[Work to complete] Return only the lines running from the top of the entries to the line with "using OpenTabletDriver.Plugin.Tablet;", inclusive, exactly as written.

[Material shown]
^^^^^^^^

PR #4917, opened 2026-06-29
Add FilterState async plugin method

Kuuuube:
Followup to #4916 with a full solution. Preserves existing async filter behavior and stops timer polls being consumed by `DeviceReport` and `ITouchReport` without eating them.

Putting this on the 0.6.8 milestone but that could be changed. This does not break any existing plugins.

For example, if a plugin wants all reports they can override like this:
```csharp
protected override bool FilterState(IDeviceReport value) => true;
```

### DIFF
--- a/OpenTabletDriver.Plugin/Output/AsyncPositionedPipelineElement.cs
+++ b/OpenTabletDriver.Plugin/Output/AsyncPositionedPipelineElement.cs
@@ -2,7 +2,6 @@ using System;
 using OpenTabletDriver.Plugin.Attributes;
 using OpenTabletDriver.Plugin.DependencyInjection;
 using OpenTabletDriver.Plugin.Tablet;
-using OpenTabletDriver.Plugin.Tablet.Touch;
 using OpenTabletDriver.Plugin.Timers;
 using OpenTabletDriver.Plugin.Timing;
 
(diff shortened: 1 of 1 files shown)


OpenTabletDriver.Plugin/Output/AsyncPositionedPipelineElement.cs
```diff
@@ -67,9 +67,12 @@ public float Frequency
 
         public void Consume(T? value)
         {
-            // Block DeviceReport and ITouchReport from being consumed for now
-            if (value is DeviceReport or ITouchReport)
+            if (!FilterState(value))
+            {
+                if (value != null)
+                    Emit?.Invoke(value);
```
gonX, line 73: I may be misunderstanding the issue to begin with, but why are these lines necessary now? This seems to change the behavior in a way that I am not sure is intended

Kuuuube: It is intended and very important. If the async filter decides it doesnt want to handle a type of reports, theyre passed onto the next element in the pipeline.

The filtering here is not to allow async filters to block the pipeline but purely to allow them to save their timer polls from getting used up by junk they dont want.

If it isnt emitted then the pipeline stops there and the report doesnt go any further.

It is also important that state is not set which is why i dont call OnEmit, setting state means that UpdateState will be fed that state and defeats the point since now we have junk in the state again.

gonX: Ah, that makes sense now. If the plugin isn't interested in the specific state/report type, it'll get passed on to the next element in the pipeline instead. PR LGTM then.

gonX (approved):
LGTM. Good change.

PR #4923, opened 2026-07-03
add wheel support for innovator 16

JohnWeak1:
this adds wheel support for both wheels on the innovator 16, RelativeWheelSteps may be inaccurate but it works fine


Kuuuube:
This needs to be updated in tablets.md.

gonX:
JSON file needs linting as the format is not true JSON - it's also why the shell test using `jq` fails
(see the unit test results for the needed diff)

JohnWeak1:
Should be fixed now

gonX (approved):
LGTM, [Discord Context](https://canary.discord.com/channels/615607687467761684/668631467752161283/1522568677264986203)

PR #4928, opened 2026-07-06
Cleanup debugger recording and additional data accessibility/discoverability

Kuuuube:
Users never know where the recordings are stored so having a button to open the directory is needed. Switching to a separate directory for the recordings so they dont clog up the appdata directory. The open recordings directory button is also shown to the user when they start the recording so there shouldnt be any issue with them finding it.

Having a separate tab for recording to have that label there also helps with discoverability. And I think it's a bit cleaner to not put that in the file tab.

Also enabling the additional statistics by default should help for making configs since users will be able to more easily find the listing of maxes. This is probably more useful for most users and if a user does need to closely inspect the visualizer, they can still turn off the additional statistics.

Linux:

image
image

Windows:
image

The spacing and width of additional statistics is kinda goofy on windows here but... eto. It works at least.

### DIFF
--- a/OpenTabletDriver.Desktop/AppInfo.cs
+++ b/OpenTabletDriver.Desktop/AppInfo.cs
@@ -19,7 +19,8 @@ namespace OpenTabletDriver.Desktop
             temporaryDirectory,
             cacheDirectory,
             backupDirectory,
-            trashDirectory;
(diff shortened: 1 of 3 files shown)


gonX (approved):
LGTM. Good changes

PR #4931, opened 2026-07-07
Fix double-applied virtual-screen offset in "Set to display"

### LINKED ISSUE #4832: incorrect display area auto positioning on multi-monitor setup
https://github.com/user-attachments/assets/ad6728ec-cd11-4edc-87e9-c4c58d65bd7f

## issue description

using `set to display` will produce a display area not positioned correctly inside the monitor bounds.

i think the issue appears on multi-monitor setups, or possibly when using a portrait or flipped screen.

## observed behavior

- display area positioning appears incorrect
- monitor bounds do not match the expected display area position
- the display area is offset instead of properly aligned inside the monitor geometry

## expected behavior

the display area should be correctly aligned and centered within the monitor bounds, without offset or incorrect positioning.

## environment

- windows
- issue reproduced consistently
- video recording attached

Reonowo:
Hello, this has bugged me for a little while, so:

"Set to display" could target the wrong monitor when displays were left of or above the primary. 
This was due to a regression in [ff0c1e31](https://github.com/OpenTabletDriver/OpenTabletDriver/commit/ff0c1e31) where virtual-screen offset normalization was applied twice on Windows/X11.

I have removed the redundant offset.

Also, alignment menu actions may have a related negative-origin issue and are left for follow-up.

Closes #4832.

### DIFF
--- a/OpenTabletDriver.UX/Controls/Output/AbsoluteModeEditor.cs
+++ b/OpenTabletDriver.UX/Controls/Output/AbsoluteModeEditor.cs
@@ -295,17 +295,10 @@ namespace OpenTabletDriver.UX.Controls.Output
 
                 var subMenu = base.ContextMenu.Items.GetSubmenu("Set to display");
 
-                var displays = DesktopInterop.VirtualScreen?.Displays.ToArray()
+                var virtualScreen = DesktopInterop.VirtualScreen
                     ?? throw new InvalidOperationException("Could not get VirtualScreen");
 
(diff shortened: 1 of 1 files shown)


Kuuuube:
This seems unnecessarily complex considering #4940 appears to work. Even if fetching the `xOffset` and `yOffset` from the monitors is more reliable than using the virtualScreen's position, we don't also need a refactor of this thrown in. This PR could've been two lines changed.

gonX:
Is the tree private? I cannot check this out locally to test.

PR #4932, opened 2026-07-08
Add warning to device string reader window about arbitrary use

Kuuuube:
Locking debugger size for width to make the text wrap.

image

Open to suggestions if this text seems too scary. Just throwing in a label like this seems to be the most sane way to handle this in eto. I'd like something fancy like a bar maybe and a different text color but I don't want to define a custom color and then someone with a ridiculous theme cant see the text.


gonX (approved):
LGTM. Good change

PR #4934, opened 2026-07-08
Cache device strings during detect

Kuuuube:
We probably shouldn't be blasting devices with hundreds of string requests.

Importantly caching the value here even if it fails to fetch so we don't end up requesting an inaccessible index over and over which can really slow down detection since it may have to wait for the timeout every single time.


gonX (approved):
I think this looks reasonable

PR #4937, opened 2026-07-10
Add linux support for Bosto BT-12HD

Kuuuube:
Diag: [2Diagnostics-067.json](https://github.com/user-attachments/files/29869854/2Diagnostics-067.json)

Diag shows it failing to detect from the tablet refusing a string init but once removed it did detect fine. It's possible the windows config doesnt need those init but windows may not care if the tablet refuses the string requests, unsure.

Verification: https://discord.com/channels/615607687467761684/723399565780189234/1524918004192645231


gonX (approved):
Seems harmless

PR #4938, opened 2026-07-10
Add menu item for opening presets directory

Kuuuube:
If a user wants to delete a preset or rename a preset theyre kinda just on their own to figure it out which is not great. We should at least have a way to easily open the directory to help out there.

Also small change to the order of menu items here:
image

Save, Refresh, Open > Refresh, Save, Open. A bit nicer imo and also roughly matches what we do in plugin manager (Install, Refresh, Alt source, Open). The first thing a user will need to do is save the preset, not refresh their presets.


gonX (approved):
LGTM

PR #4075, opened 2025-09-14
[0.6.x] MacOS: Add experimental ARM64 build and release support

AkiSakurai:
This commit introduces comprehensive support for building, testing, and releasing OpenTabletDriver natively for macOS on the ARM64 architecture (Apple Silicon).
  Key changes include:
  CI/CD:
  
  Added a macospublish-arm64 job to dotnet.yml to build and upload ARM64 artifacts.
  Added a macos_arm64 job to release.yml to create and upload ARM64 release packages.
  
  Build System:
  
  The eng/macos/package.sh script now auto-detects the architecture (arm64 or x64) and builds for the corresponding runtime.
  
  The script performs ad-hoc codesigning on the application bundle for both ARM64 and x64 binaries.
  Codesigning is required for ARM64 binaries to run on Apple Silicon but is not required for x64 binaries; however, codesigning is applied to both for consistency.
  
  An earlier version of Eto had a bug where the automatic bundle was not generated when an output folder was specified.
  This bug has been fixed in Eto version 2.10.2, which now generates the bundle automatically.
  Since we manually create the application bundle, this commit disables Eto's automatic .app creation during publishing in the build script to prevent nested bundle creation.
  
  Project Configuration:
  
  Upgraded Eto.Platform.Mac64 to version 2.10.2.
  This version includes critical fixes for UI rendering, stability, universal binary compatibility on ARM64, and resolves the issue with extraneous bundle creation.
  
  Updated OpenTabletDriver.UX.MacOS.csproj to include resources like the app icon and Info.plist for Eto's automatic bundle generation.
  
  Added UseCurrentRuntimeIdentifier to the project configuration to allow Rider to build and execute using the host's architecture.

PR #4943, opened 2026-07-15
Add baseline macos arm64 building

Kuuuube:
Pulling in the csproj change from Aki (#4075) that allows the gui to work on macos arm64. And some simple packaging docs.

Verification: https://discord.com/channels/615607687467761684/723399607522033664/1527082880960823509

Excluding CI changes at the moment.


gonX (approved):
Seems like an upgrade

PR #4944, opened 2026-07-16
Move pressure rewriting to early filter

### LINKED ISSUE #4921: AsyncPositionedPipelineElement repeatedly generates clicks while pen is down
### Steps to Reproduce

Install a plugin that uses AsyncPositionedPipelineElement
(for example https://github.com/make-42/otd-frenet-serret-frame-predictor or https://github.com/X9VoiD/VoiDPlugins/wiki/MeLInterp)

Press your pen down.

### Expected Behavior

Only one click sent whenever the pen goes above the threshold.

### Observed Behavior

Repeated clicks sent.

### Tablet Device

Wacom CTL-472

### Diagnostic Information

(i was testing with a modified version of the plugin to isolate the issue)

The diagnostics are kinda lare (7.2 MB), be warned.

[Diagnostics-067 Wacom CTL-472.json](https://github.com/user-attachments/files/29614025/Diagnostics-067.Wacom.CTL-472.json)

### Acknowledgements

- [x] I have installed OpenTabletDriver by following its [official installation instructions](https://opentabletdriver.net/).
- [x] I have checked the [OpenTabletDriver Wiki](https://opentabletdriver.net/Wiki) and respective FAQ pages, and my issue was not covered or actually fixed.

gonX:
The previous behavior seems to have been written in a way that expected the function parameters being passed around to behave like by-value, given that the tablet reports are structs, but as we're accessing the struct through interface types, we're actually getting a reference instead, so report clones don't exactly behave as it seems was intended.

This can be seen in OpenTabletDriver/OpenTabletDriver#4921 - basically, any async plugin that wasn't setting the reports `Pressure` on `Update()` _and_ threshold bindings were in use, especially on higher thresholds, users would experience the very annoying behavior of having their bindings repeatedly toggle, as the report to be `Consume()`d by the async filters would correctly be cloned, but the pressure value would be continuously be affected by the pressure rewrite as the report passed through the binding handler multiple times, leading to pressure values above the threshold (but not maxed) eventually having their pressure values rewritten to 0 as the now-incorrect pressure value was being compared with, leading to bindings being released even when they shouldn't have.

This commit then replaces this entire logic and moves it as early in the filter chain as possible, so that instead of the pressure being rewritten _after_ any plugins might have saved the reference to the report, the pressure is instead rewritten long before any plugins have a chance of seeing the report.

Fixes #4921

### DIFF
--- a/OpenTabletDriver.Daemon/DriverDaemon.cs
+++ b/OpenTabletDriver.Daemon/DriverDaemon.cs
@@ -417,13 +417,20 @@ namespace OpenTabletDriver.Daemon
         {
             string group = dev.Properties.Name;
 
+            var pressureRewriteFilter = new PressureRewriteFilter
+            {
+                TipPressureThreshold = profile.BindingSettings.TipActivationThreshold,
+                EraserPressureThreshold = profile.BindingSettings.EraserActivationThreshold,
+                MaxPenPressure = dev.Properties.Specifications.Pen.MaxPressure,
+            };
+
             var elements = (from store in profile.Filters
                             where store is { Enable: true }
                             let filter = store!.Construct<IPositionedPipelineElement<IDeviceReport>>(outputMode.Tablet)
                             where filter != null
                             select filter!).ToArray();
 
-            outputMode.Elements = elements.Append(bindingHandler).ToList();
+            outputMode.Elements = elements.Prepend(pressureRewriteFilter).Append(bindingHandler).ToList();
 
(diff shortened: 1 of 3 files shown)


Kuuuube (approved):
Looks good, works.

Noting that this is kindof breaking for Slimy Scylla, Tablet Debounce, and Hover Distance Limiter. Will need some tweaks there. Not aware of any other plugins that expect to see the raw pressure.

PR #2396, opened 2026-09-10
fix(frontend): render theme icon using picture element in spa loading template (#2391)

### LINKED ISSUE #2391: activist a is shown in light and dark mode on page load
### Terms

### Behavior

^^^^^^^^

[Output of the exercise]
PR #4917, opened 2026-06-29
Add FilterState async plugin method

Kuuuube:
Followup to #4916 with a full solution. Preserves existing async filter behavior and stops timer polls being consumed by `DeviceReport` and `ITouchReport` without eating them.

Putting this on the 0.6.8 milestone but that could be changed. This does not break any existing plugins.

For example, if a plugin wants all reports they can override like this:
```csharp
protected override bool FilterState(IDeviceReport value) => true;
```

### DIFF
--- a/OpenTabletDriver.Plugin/Output/AsyncPositionedPipelineElement.cs
+++ b/OpenTabletDriver.Plugin/Output/AsyncPositionedPipelineElement.cs
@@ -2,7 +2,6 @@ using System;
 using OpenTabletDriver.Plugin.Attributes;
 using OpenTabletDriver.Plugin.DependencyInjection;
 using OpenTabletDriver.Plugin.Tablet;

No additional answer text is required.